In the records below, find the line that contains "its free variables;" and repeat it, along with each line after it, exactly as written.

- _Data for analysis_

===============

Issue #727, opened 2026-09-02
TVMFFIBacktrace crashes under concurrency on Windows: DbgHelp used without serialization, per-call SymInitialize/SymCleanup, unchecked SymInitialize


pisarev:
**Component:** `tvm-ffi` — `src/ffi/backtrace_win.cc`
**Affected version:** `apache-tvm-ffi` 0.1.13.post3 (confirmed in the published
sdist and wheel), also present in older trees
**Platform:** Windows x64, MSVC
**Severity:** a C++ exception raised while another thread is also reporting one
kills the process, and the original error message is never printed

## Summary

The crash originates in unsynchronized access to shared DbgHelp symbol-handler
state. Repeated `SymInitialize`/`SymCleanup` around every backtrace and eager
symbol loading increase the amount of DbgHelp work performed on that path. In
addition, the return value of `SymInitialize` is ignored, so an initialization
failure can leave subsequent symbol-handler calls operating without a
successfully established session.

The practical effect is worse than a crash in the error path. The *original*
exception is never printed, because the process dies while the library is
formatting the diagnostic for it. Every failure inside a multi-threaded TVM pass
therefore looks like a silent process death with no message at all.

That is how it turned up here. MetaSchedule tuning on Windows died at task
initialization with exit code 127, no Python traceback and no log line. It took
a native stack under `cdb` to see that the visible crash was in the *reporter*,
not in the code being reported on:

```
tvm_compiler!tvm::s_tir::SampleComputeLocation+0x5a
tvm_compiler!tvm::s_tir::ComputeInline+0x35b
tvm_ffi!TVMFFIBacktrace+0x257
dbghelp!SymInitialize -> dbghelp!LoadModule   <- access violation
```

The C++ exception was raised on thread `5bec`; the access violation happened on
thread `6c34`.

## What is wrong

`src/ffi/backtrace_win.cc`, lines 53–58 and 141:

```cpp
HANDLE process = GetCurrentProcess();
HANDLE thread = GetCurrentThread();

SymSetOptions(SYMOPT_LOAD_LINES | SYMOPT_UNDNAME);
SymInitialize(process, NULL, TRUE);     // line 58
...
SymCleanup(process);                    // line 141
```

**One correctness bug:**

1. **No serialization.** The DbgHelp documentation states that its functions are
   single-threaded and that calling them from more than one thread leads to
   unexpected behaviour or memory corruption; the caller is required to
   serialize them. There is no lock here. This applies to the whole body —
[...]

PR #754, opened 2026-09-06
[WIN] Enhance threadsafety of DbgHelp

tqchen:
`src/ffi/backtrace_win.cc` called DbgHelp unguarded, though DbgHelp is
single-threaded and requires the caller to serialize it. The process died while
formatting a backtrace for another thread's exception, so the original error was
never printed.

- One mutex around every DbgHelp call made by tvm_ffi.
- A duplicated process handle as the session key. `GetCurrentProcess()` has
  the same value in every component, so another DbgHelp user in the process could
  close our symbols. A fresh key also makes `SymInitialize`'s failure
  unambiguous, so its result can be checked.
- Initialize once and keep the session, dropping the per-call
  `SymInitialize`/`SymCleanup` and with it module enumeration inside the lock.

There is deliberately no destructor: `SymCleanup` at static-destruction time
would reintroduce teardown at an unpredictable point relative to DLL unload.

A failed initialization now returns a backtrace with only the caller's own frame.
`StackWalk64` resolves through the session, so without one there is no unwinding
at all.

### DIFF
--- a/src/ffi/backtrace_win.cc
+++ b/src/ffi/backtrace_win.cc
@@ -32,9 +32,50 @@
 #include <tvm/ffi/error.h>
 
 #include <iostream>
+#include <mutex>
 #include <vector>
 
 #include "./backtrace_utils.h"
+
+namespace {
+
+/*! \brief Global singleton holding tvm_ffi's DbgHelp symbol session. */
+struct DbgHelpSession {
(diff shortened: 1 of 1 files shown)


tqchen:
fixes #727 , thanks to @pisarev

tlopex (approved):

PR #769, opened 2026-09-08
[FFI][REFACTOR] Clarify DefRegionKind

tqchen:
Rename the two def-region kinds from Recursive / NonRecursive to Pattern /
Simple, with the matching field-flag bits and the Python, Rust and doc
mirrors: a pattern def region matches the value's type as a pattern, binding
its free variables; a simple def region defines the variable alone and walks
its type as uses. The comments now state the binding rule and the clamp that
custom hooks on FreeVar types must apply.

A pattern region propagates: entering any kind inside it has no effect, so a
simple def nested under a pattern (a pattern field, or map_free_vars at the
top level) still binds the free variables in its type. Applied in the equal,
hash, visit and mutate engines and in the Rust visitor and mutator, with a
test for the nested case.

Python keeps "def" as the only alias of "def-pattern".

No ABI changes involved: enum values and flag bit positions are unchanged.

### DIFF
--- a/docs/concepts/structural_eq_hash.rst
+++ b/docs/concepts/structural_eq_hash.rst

===============

- _Result of the task_
its free variables; a simple def region defines the variable alone and walks
its type as uses. The comments now state the binding rule and the clamp that
custom hooks on FreeVar types must apply.

A pattern region propagates: entering any kind inside it has no effect, so a
simple def nested under a pattern (a pattern field, or map_free_vars at the
top level) still binds the free variables in its type. Applied in the equal,
hash, visit and mutate engines and in the Rust visitor and mutator, with a
test for the nested case.

Python keeps "def" as the only alias of "def-pattern".

No ABI changes involved: enum values and flag bit positions are unchanged.

### DIFF
--- a/docs/concepts/structural_eq_hash.rst
+++ b/docs/concepts/structural_eq_hash.rst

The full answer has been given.